Note: I do not say connection settings have to be hardcoded inside of WAR, they need to be supplied at deployment time/runtime. This simplifies management of cloud instances since there is only on place to configure.
Configuring resources at the container makes sense only if multiple applications are deployed there and they can use shared resource.
Again, in cloud type of deployments there is only one application per servlet container instance.
My application also had a similar problem and this is how I solved it:
1) WEB-INF/classes/application.properties contains the entry:
ds.jndi=java:comp/env/jdbc/tcds
2) On the WLS machine, I have an entry in the /etc/sysenv file:
ds.jndi=wlsds
3) I configured spring to lookup the JNDI vis the property ${ds.jndi}, using a PropertyPlaceholderConfigurer bean with classpath:application.properties and file:/etc/sysenv as locations.

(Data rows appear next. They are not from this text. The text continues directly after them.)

PR #4398, opened 2019-01-29
Fix auto-wiring for context based services

wachterjohannes:
| Q | A
| --- | ---
| Bug fix? | yes
| New feature? | no
| BC breaks? | no
| Deprecations? | no
| Fixed tickets | none
| Related issues/PRs | none
| License | MIT
| Documentation PR | none

#### What's in this PR?

This PR increases the priority of the context compiler pass.

#### Why?

This will avoid the collecting and auto-wiring of tagged services.


alexander-schranz:
@wachterjohannes but still a bug as we used many times field descriptors in website context and they seems not longer be usable there.

alexander-schranz:
@wachterjohannes would change the PR title to something like: _`Fix autowiring for context based services`_ . We should keep this in mind if this could be needed in 1.x versions of sulu.

PR #4419, opened 2019-02-07
Add preview for collapsed form blocks

danrot:
| Q | A
| --- | ---
| Bug fix? | no
| New feature? | yes
| BC breaks? | no
| Deprecations? | no
| Fixed tickets | ---
| Related issues/PRs | ---
| License | MIT
| Documentation PR | ---

#### What's in this PR?

This PR adds a preview for blocks which are collapsed in the Form. This works by introducing another Registry (`BlockPreviewTransformerRegistry`), which maps the field type to a transformer, which is called with the current value of the property. All properties with the `sulu.block_preview` will be taken into account.

#### Why?

Because it makes it easier for the content manager to get an idea what is in the block without expanding it.

#### To Do

- [x] Add fallback mechanism for blocks without a single `sulu.block_preview`

### DIFF
--- a/src/Sulu/Bundle/AdminBundle/Resources/js/index.js
+++ b/src/Sulu/Bundle/AdminBundle/Resources/js/index.js
@@ -35,11 +35,13 @@ import {
 } from './containers/Datagrid';
 import FieldBlocks, {
     blockPreviewTransformerRegistry,
+    DateTimeBlockPreviewTransformer,
     SelectBlockPreviewTransformer,
     SingleSelectBlockPreviewTransformer,
     SmartContentBlockPreviewTransformer,
     StringBlockPreviewTransformer,
     StripHtmlBlockPreviewTransformer,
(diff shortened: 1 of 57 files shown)


src/Sulu/Bundle/AdminBundle/Resources/js/index.js
```diff
@@ -129,22 +149,22 @@ function registerFieldTypes(fieldTypeOptions) {
     fieldRegistry.add('block', FieldBlocks);
     fieldRegistry.add('changelog_line', ChangelogLine);
     fieldRegistry.add('checkbox', Checkbox);
-    fieldRegistry.add('color', ColorPicker);
+    fieldRegistry.add(FIELD_TYPE_COLOR, ColorPicker);
     fieldRegistry.add('date', DatePicker, {dateFormat: true, timeFormat: false});
```
chirimoya: Add date and datetime transformer.

PR #4426, opened 2019-02-11
Use reaction instead of autorun to observe changes in stores of selection containers

nnatter:
| Q | A
| --- | ---
| Bug fix? | no
| New feature? | no
| BC breaks? | no
| Deprecations? | no
| License | MIT

#### What's in this PR?

This PR changes our selection containers to use a `reaction` instead of a `autorun` to observe changes in the store of the container.

#### Why?

Because the listener that calls the `onChange` callback of the container should only be executed if the value of the store of the container changes. In contrast to `autorun`, `reaction` allows us to specify precisely which data should be observed.

Right now, when using `autorun`, our `onChange` handler is unnecessarily called multiple times in various places. For example, this can be observed when changing the value of a `SingleSelection` inside a `Form` (ie. the author selection on the page-settings tag).

Furthermore, the unnecessary calls to our `onChange` handler lead to a strange bug that discards the ordering of the medias in our `MultiMediaSelection` container.

### DIFF
--- a/src/Sulu/Bundle/AdminBundle/Resources/js/containers/Form/fields/Selection.js
+++ b/src/Sulu/Bundle/AdminBundle/Resources/js/containers/Form/fields/Selection.js
@@ -1,6 +1,6 @@
 // @flow
 import React from 'react';
-import {autorun, computed, observable, toJS} from 'mobx';
+import {computed, observable, toJS, reaction} from 'mobx';
 import type {IObservableValue} from 'mobx';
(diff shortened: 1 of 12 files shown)


danrot:
@nnatter I've encountered the exact same problems for the categories and tags in the "Excerpt & Taxonomies" tab. Do you think you can fix it in there as well, before we forget about the solution again? :see_no_evil:

nnatter:
@danrot done 🙂

PR #4652, opened 2019-07-30
Detach file and file version in delete of media manager

markusmoosbrugger:
| Q | A
| --- | ---
| Bug fix? | yes
| New feature? | no
| BC breaks? | no
| Deprecations? | no
| Fixed tickets | 
| Related issues/PRs | 
| License | MIT
| Documentation PR |

#### What's in this PR?

This PR detachs the file and file version in the delete method of the media manager. 

#### Why?

Currently an error occurs in the form bundle if the delete method of the media manager is called, followed by another remove call to the entity manager with another entity. The error message says that _a new entity was found through the relationship Sulu\Bundle\MediaBundle\Entity\File#media that was not configured to cascade persist operations for entity_.

### DIFF
--- a/src/Sulu/Bundle/MediaBundle/Media/Manager/MediaManager.php
+++ b/src/Sulu/Bundle/MediaBundle/Media/Manager/MediaManager.php
@@ -719,7 +719,9 @@ class MediaManager implements MediaManagerInterface
                     // this will trigger massive-search deindex
                     $this->em->remove($fileVersionMeta);
                 }
+                $this->em->detach($fileVersion);
             }
+            $this->em->detach($file);
         }
 
         $this->em->remove($mediaEntity);
--- a/src/Sulu/Bundle/MediaBundle/Tests/Unit/Media/Manager/MediaManagerTest.php
+++ b/src/Sulu/Bundle/MediaBundle/Tests/Unit/Media/Manager/MediaManagerTest.php
@@ -278,7 +278,8 @@ class MediaManagerTest extends TestCase
         )->shouldBeCalled();
 
         $this->storage->remove(['segment' => '01', 'fileName' => 'test.jpg'])->shouldBeCalled();
-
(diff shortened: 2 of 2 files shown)


src/Sulu/Bundle/MediaBundle/Media/Manager/MediaManager.php
```diff
@@ -719,7 +719,9 @@ public function delete($id, $checkSecurity = false)
                     // this will trigger massive-search deindex
                     $this->em->remove($fileVersionMeta);
                 }
+                $this->em->detach($fileVersion);
```
danrot: Isn't that something that should always happen, no matter how the medium is deleted? Because I think that is something that should go into the Doctrine configuration (the `.orm.xml` files).

src/Sulu/Bundle/MediaBundle/Media/Manager/MediaManager.php
```diff
@@ -719,7 +719,9 @@ public function delete($id, $checkSecurity = false)
...
             }
+            $this->em->detach($file);
```
danrot: Same as above

danrot:
Resp. why isn't there a delete cascade from the media to the file to the fileversion? Then this code in general would be a lot easier to handle, wouldn't it?

alexander-schranz:
@danrot a delete cascades are evil because they are not on the database level and doctrine does send a delete query for every entity instead of letting the database handle the `on-delete="cascade"`. Which we could test is if `<cascade-detach />` work in this case correctly.

danrot:
You can also register that in a way that the database and not doctrine is handling this. We have e.g. done this in the [Media entity for its relation to the collection](https://github.com/sulu/sulu/blob/8e8f74d/src/Sulu/Bundle/MediaBundle/Resources/config/doctrine/Media.orm.xml#L25).

PR #4661, opened 2019-08-01
Hide UI elements with missing permission

danrot:
| Q | A
| --- | ---
| Bug fix? | no
| New feature? | yes
| BC breaks? | no
| Deprecations? | no
| Fixed tickets | ---
| Related issues/PRs | ---
| License | MIT
| Documentation PR | ---

#### What's in this PR?

This PR hides UI elements, if the user has not been granted these permissions.

#### Why?

Because it is a better UX, than receiving an error on every click.

#### To Do

- [x] Avoid infinite loaders when 403 are returned

### DIFF
--- a/src/Sulu/Bundle/AdminBundle/Resources/js/containers/ViewRenderer/ViewRenderer.js
+++ b/src/Sulu/Bundle/AdminBundle/Resources/js/containers/ViewRenderer/ViewRenderer.js
@@ -2,7 +2,6 @@
 import React from 'react';
 import type {Element} from 'react';
 import {observer} from 'mobx-react';
-import {sidebarStore} from '../Sidebar';
 import Router, {getViewKeyFromRoute} from '../../services/Router';
 import type {Route} from '../../services/Router';
 import viewRegistry from './registries/ViewRegistry';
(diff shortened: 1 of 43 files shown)


danrot:
- Extract `getKey` from `ViewRenderer`
- Add `updateRouteHook` to `withToolbar` and call `toolbarDisposer` when view changes (check using previously extracted `getKey`)
- Check if the sidebar should be reset the same way (instead of putting that logic into the `ViewRenderer`)

src/Sulu/Bundle/AdminBundle/Resources/js/containers/ViewRenderer/ViewRenderer.js
```diff
@@ -35,31 +28,6 @@ class ViewRenderer extends React.Component<Props> {
         }, UPDATE_ROUTE_HOOK_PRIORITY);
     }
 
-    clearSidebarConfig() {
-        if (!this.hasSidebar()) {
-            sidebarStore.clearConfig();
```
danrot: @wachterjohannes Any idea why this was implemented so complicated? I moved this call now to the `componentWillUnmount` of the `withSidebar` component, and I don't see a real difference in its behavior.

PR #4671, opened 2019-08-08
Support multiple list metadata loaders

markusmoosbrugger:
| Q | A
| --- | ---
| Bug fix? | no
| New feature? | no
| BC breaks? | no
| Deprecations? | no
| Fixed tickets | 
| Related issues/PRs | https://github.com/sulu/SuluFormBundle/pull/197
| License | MIT
| Documentation PR | 

#### What's in this PR?

This PR adds the support for multiple list metadata loaders. The different `ListMetadataLoader` classes can be tagged in the associated `services.xml` files as **sulu_admin.list_metadata_loader** in order to get injected automatically in the `ListMetadataProvider`. The different `ListMetadataLoader` classes must implement the interface `ListMetadataLoaderInterface`.

The `ListRouteBuilder` has now a method `addRouterAttributesToListMetadata` that allows to add metadata options to the metadata request.

This PR also adds the abstract class `AbstractMetadata` which defines a property **cacheable** that allows to define whether this metadata instance should be cached or not. When cacheable is set to false, the `AdminController` adds the header **Cache-Control: no-store** to the response.
 
By checking this cache-control header the JS class `MetadataStore` can then decide if the metadata information should be cached or not.

#### Why?

Enable to use a custom list metadata loader provided from the form bundle (see https://github.com/sulu/SuluFormBundle/pull/197). The functionality can also be useful for other bundles that want to provide their own list metadata loader.

#### Example Usage

Add a custom list loader that implements the `ListMetadataLoaderInterface`. Tag this loader in the `services.xml` file as **sulu_admin.list_metadata_loader**.

~~~xml
<service id="sulu_form.metadata.dynamic_list_metadata_loader" class="Sulu\Bundle\FormBundle\Metadata\DynamicListMetadataLoader">
            <argument type="service" id="sulu_form.dynamic.form_field_type_pool"/>
            <argument type="service" id="translator"/>
            <argument type="service" id="sulu_form.manager.form"/>
            <tag name="sulu_admin.list_metadata_loader"/>
</service>
~~~

#### BC Breaks/Deprecations

#### To Do

### DIFF
--- a/src/Sulu/Bundle/AdminBundle/Controller/AdminController.php
+++ b/src/Sulu/Bundle/AdminBundle/Controller/AdminController.php
@@ -275,12 +275,18 @@ class AdminController
         $user = $this->tokenStorage->getToken()->getUser();
 
         $metadataOptions = $request->query->all();
-
+        $metadata = $this->metadataProviderRegistry->getMetadataProvider($type)->getMetadata($key, $user->getLocale(), $metadataOptions);
         $view = View::create(
-            $this->metadataProviderRegistry->getMetadataProvider($type)->getMetadata($key, $user->getLocale(), $metadataOptions)
+            $metadata
         );
         $view->setFormat('json');
 
-        return $this->viewHandler->handle($view);
+        $response = $this->viewHandler->handle($view);
+
+        if (!$metadata->isCacheable()) {
+            $response->headers->addCacheControlDirective('no-store', !$metadata->isCacheable());
+        }
+
+        return $response;
     }
 }
--- a/src/Sulu/Bundle/AdminBundle/Controller/AdminController.php
+++ b/src/Sulu/Bundle/AdminBundle/Controller/AdminController.php
@@ -278,9 +278,7 @@ class AdminController
         $metadata = $this->metadataProviderRegistry->getMetadataProvider($type)
             ->getMetadata($key, $user->getLocale(), $metadataOptions);
 
-        $view = View::create(
-            $metadata
-        );
+        $view = View::create($metadata);
         $view->setFormat('json');
 
         $response = $this->viewHandler->handle($view);
--- a/src/Sulu/Bundle/AdminBundle/Controller/AdminController.php
+++ b/src/Sulu/Bundle/AdminBundle/Controller/AdminController.php
@@ -224,12 +224,6 @@ class AdminController
 
         $config = [
             'sulu_admin' => [
-                'endpoints' => [
-                    'metadata' => $this->urlGenerator->generate(
-                        'sulu_admin.metadata',
-                        ['type' => ':type', 'key' => ':key']
-                    ),
-                ],
                 'fieldTypeOptions' => $this->fieldTypeOptionRegistry->toArray(),
                 'internalLinkTypes' => $this->linkProviderPool->getConfiguration(),
                 'navigation' => $this->navigationRegistry->getNavigation()->getChildrenAsArray(),
@@ -276,12 +270,17 @@ class AdminController
         return new JsonResponse($translations);
     }
 
-    public function metadataAction(string $type, string $key): Response
+    public function metadataAction(string $type, string $key, Request $request): Response
     {
         $user = $this->tokenStorage->getToken()->getUser();
 
+        $metadataOptions = [];
+        if ($request->query->get('metadataOptions')) {
+            $metadataOptions = $request->query->get('metadataOptions');
+        }
+
         $view = View::create(
-            $this->metadataProviderRegistry->getMetadataProvider($type)->getMetadata($key, $user->getLocale())
+            $this->metadataProviderRegistry->getMetadataProvider($type)->getMetadata($key, $user->getLocale(), $metadataOptions)
         );
         $view->setFormat('json');
 
--- a/src/Sulu/Bundle/AdminBundle/Controller/AdminController.php
+++ b/src/Sulu/Bundle/AdminBundle/Controller/AdminController.php
@@ -274,10 +274,7 @@ class AdminController
     {
         $user = $this->tokenStorage->getToken()->getUser();
 
-        $metadataOptions = [];
-        if ($request->query->get('metadataOptions')) {
-            $metadataOptions = $request->query->get('metadataOptions');
-        }
+        $metadataOptions = $request->query->all();
 
         $view = View::create(
             $this->metadataProviderRegistry->getMetadataProvider($type)->getMetadata($key, $user->getLocale(), $metadataOptions)
--- a/src/Sulu/Bundle/AdminBundle/Controller/AdminController.php
+++ b/src/Sulu/Bundle/AdminBundle/Controller/AdminController.php
@@ -275,7 +275,9 @@ class AdminController
         $user = $this->tokenStorage->getToken()->getUser();
 
         $metadataOptions = $request->query->all();
-        $metadata = $this->metadataProviderRegistry->getMetadataProvider($type)->getMetadata($key, $user->getLocale(), $metadataOptions);
+        $metadata = $this->metadataProviderRegistry->getMetadataProvider($type)
+            ->getMetadata($key, $user->getLocale(), $metadataOptions);
+
         $view = View::create(
             $metadata
         );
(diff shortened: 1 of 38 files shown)


src/Sulu/Bundle/AdminBundle/Controller/AdminController.php
```diff
@@ -276,15 +270,23 @@ public function translationsAction(Request $request): Response
...
     }
 
-    public function metadataAction(string $type, string $key): Response
+    public function metadataAction(string $type, string $key, Request $request): Response
     {
         $user = $this->tokenStorage->getToken()->getUser();
 
+        $metadataOptions = $request->query->all();
+        $metadata = $this->metadataProviderRegistry->getMetadataProvider($type)->getMetadata($key, $user->getLocale(), $metadataOptions);
         $view = View::create(
```
danrot: Write that into a single line, now that it easily fits.

src/Sulu/Bundle/AdminBundle/Controller/AdminController.php
```diff
@@ -276,15 +270,23 @@ public function translationsAction(Request $request): Response
...
-            $this->metadataProviderRegistry->getMetadataProvider($type)->getMetadata($key, $user->getLocale())
+            $metadata
         );
         $view->setFormat('json');
 
-        return $this->viewHandler->handle($view);
+        $response = $this->viewHandler->handle($view);
+
+        if (!$metadata->isCacheable()) {
+            $response->headers->addCacheControlDirective('no-store', !$metadata->isCacheable());
```
danrot: Instead of reevaluating `!$metadata->isCacheable()` we could just pass true, since that will result in the same value always, right?

src/Sulu/Bundle/AdminBundle/Metadata/MetadataProviderInterface.php
```diff
@@ -13,5 +13,5 @@
 
 interface MetadataProviderInterface
 {
-    public function getMetadata(string $key, string $locale);
+    public function getMetadata(string $key, string $locale, array $metadataOptions);
```
danrot: Now that the return value of this function must at least implement the `isCacheable` method, shouldn't we introduce a `MetadataInterface`, which is being returned here? Then accessing this method in the `metadataAction` would also be typesafe.

src/Sulu/Bundle/AdminBundle/Resources/js/containers/List/tests/List.test.js
```diff
@@ -15,69 +15,83 @@ import StringFieldTransformer from '../fieldTransformers/StringFieldTransformer'
...
+        observableOptions = {},
+        options = {},
+        metadataOptions = {}
+    ) {
+        this.resourceKey = resourceKey;
+        this.listKey = listKey;
+        this.options = options;
+        this.userSettingsKey = userSettingsKey;
+        this.observableOptions = observableOptions;
+        this.options = options;
```
danrot: We don't need that twice :slightly_smiling_face:

src/Sulu/Bundle/AdminBundle/Resources/js/stores/MetadataStore/MetadataStore.js
```diff
@@ -1,24 +1,62 @@
...
+            type: type,
+            key: key,
+            ...metadataOptions,
+        };
 
-    loadMetadata(type: string, key: string): Promise<Object> {
         if (!this.metadataPromises[type]) {
             this.metadataPromises[type] = {};
         }
+        const keyWithOptions = buildQueryString({
```
danrot: I think that should be something like `key + buildQueryString(metadataOptions)`. Otherwise we are probably running into problems if `metadataOptions` contains an option with the key `key`.

src/Sulu/Bundle/AdminBundle/Resources/js/stores/MetadataStore/MetadataStore.js
```diff
@@ -1,24 +1,62 @@
...
+
+        if (!this.metadataPromises[type][keyWithOptions]) {
+            const url = symfonyRouting.generate('sulu_admin.metadata', parameters);
+            const response = fetch(url, defaultOptions).then((response) => {
+                if (!response.ok) {
+                    this.metadataPromises[type][keyWithOptions] = undefined;
+                    return Promise.reject(response);
+                }
+
+                if (response.status === 204) {
```
danrot: When can that happen?

src/Sulu/Bundle/AdminBundle/Resources/js/stores/MetadataStore/MetadataStore.js
```diff
@@ -1,24 +1,62 @@
...
+                    return Promise.resolve({});
+                }
+
+                const cacheControl = response.headers.get('cache-control');
+                if (cacheControl && cacheControl.includes('no-store')) {
+                    this.metadataPromises[type][keyWithOptions] = undefined;
+                }
+
+                return response.json()
+                    .then((data) => {
```
danrot: Does this `then` do something? To me it looks like this would work exactly the same if we just remove it.

src/Sulu/Bundle/AdminBundle/Resources/js/stores/MetadataStore/MetadataStore.js
```diff
@@ -1,24 +1,62 @@
...
+            });
 
-        if (!this.metadataPromises[type][key]) {
-            this.metadataPromises[type][key] = Requester.get(
-                this.endpoint
-                    .replace(':type', type)
-                    .replace(':key', key)
-            );
+            this.metadataPromises[type][keyWithOptions] = response;
+            return response;
```
danrot: This line could just be removed, then the next `return` handles this the exact same way.

src/Sulu/Bundle/AdminBundle/Tests/Unit/Controller/AdminControllerTest.php
```diff
@@ -295,14 +295,14 @@ public function testMetadataAction()
         $this->user->getLocale()->willReturn('en');
 
         $metadataProvider = $this->prophesize(MetadataProviderInterface::class);
-        $metadataProvider->getMetadata('pages', 'en')->willReturn($form);
+        $metadataProvider->getMetadata('pages', 'en', [])->willReturn($form);
```
danrot: Shouldn't there be also a test where some data is passed instead of just an empty array?

src/Sulu/Bundle/AdminBundle/Resources/js/views/List/List.js
```diff
@@ -106,12 +107,18 @@ class List extends React.Component<Props> {
...
+        );
+
         this.listStore = new ListStore(
             resourceKey,
             listKey,
             userSettingsKey,
             observableOptions,
-            listStoreOptions
+            listStoreOptions,
+            metadataOptions
```
danrot: Is it possible that the passing of these options is not tested? Would be important IMO, because these options are not used in the core itself. That might result in breaking change for the form bundle without us realizing it...

src/Sulu/Bundle/AdminBundle/Controller/AdminController.php
danrot: That comment seemed to slipped through :wink:

src/Sulu/Bundle/AdminBundle/Resources/js/stores/MetadataStore/MetadataStore.js
danrot: That didn't work out, because it is not typesafe.

src/Sulu/Bundle/AdminBundle/Resources/js/views/List/tests/List.test.js
```diff
@@ -1106,6 +1107,35 @@ test('Should pass router attributes array from router to the ListStore', () => {
...
+            title: 'Sulu is awesome',
+        },
+        route: {
+            options: {
+                adapters: ['table'],
+                apiOptions: {},
+                listKey: 'test',
+                locales: ['en', 'de'],
+                resourceKey: 'test',
+                routerAttributesToListMetadata: ['locale', 'title', 'id'],
```
danrot: Maybe leave one out here, so that we are sure that not just all properties are copied.

PR #4676, opened 2019-08-14
Splitted Home and Page indexes

### LINKED ISSUE #4663: Sulu Massive Search config not working with ES 6
| Q | A
| --- | ---
| Bug? | yes
| New Feature? | no
| Sulu Version | 2.0.0-RC1

#### Actual Behavior

`bin/console massive:search:reindex` is resulting in 
`{"error":{"root_cause":[{"type":"illegal_argument_exception","reason":"Reje  
  cting mapping update to [test_sulu_massive_page-nl-i18n] a  
  s the final mapping would have more than 1 type: [Sulu_Bundle_PageBundle_Do  
  cument_HomeDocument, Sulu_Bundle_SnippetBundle_Document_SnippetDocument]"}]  
  ,"type":"illegal_argument_exception","reason":"Rejecting mapping update to   
  [test_sulu_massive_page-nl-i18n] as the final mapping woul  
  d have more than 1 type: [Sulu_Bundle_PageBundle_Document_HomeDocument, Sul  
  u_Bundle_SnippetBundle_Document_SnippetDocument]"},"status":400} `

#### Expected Behavior

Working reindex

#### Steps to Reproduce

* Elasticsearch 6.7
* Configure massive search to use Elasticsearch adapter
* Adding some pages, including homepage
* Run `bin/console massive:search:reindex`

#### Possible Solutions

-

kleinkoerkamp:
Splitted indexes because Elasticsearch 6 does not support 2 types in 1 index

| Q | A
| --- | ---
| Bug fix? | yes
| New feature? | no
| BC breaks? | no
| Deprecations? | no
| Fixed tickets | fixes #4663
| License | MIT

#### What's in this PR?

Splitted HomeDocument and PageDocument in 2 indexes. From Elasticsearch 6 it is not supported anymore to have 2 types in 1 index.


src/Sulu/Bundle/PageBundle/DependencyInjection/SuluPageExtension.php
```diff
@@ -215,7 +215,7 @@ public function prepend(ContainerBuilder $container)
                     'search' => [
                         'mapping' => [
                             PageDocument::class => ['index' => 'page', 'decorate_index' => true],
-                            HomeDocument::class => ['index' => 'page', 'decorate_index' => true],
+                            HomeDocument::class => ['index' => 'home', 'decorate_index' => true],
```
alexander-schranz: @kleinkoerkamp is it possible to index both into the same index using something like:

```php
'mapping' => [
    BasePageDocumet::class => ['index' => 'page', 'decorate_index' => true],
]
```

or do we need to change massivesearchbundle for this change?

kleinkoerkamp: @alexander-schranz problem is that during indexing metadata on line https://github.com/massiveart/MassiveSearchBundle/blob/develop/Search/SearchManager.php#L83 is from the real object AKA PageDocument or HomeDocument. Class in this metadata is used as index type.

alexander-schranz: Ok I see it here: https://github.com/wimvds/MassiveSearchBundle/blob/a442e94f4fa233b41646655ab133ab2354c1f0ac/Search/Adapter/ElasticSearchAdapter.php#L126-L127

@danrot @wachterjohannes @nnatter what do you think would the best to do here. In ES7 there will be no longer a type so I think we maybe should get ride of it completely or use the indexname as type if it is required for <= ES6 and indexing the classname into an own field /cc @chirimoya

danrot: On the elastic search documentation they advice to use use multiple indices instead of types now: https://www.elastic.co/guide/en/elasticsearch/reference/6.7/removal-of-types.html

So I would go with that. But TBH I am a little bit confused, because the [API of the MassiveSearchBundle](https://github.com/sulu/sulu/blob/d5d841b/src/Sulu/Bundle/SearchBundle/Controller/WebsiteSearchController.php#L100) uses the word `index` already. Isn't what's passed there really the index? Aren't we already storing stuff in separate indices?

alexander-schranz: Yeah all stuff is in seperate indices (media, contact, ...). But currently it seems page and home are in the same index (thats why the error happens) and are seperated by types (which are not longer supported in es6). For me it would make sense to have home and page in the same index as it should make no difference if its the homepage or a subpage.

danrot: @kleinkoerkamp Can we agree then that we should get rid of the index type, instead of having two separate indices? I don't think that this separation is of any value, since having two classes in the first place has just some technical reasons, and it doesn't make sense to split that form a User's point of view.

@wachterjohannes Do you think removing the index type has any impact that would make this hard?

danrot: Can anybody tell if it is possible to index both kind of pages into the same index?

danrot:
Also, to which branch should this change go? Is it breaking? Then master would be fine, otherwise I would say release/2.0.

src/Sulu/Bundle/PageBundle/DependencyInjection/SuluPageExtension.php
kleinkoerkamp: @danrot not that i know of or it should be a change in the massivesearch bundle. cc @wachterjohannes

alexander-schranz:
With the new [MassiveSearchBundle 2.1.0](https://github.com/massiveart/MassiveSearchBundle/releases/tag/2.1.0) so this error should not longer happen.

Its needed to provide the Elasticsearch Version:

```yaml
massive_search:
    adapter: elastic
    adapters:
        elastic:
            version: 6.8
            hosts: ['%env(ELASTICSEARCH_HOST)%']
```

PR #4678, opened 2019-08-19
Add mandatory condition to templates

### LINKED ISSUE #4609: Form mandatory validation triggers on disabled fields
| Q | A
| --- | ---
| Bug? | yes
| New Feature? | no
| Sulu Version | sulu-2.0

#### Actual Behavior

Form validation triggers on mandatory disabled fields, which prevents form from being saved.

#### Expected Behavior

Form validation doesn't insist on fill disabled and mandatory fields.

#### Steps to Reproduce

```
<property name="relative" type="checkbox">
</property>
<property name="url" type="url" mandatory="true" visibleCondition="relative != true" disabledCondition="relative == true">
</property>
<property name="relativeUrl" type="text_line" mandatory="true" visibleCondition="relative == true" disabledCondition="relative != true">
</property>
```

#### Possible Solutions

Either form validation should skips disabled fields, or mandatory field should be conditionable like disabledCondition (which will give more freedom to use forms).

Prokyonn:
| Q | A
| --- | ---
| Bug fix? | no
| New feature? | yes
| Fixes issue | fixes #4609
| BC breaks? | no
| Deprecations? | no
| License | MIT

#### What's in this PR?
Disable the mandatory property, when the field is hidden or disabled.
Add a mandatory condition to xml templates.

#### Why?
If a mandatory field is hidden, the form fails to validate and the user doesn't get a proper error message.

#### Example Usage

~~~xml
<property name="article" type="text_line" mandatoryCondition="title == 'testTitle">
        <meta>
        </meta>
</property>
~~~

#### To Do

### DIFF
--- a/src/Sulu/Bundle/AdminBundle/FormMetadata/FormMetadataMapper.php
+++ b/src/Sulu/Bundle/AdminBundle/FormMetadata/FormMetadataMapper.php
@@ -72,6 +72,7 @@ class FormMetadataMapper
         $section->setColSpan($property->getColSpan());
         $section->setDisabledCondition($property->getDisabledCondition());
         $section->setVisibleCondition($property->getVisibleCondition());
+        $section->setMandatoryCondition($property->getMandatoryCondition());
 
         foreach ($property->getChildren() as $component) {
             if ($component instanceof BlockMetadata) {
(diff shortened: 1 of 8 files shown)


danrot:
We have just discussed that this approach cannot really work, because the serverside is not able to evaluate the `mandatoryCondition` attribute... We'll have to find a different approach, and therefore I am going to close this PR.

I also set the ignoreResourceNotFound to true so that developers need not have /etc/sysenv on their machines.
4) I run an integration test using Cargo+Jetty and I could not properly set up a JNDI environment there. So I have a fallback BasicDataSource configured too using the defaultObject property of JndiObjectFactoryBean.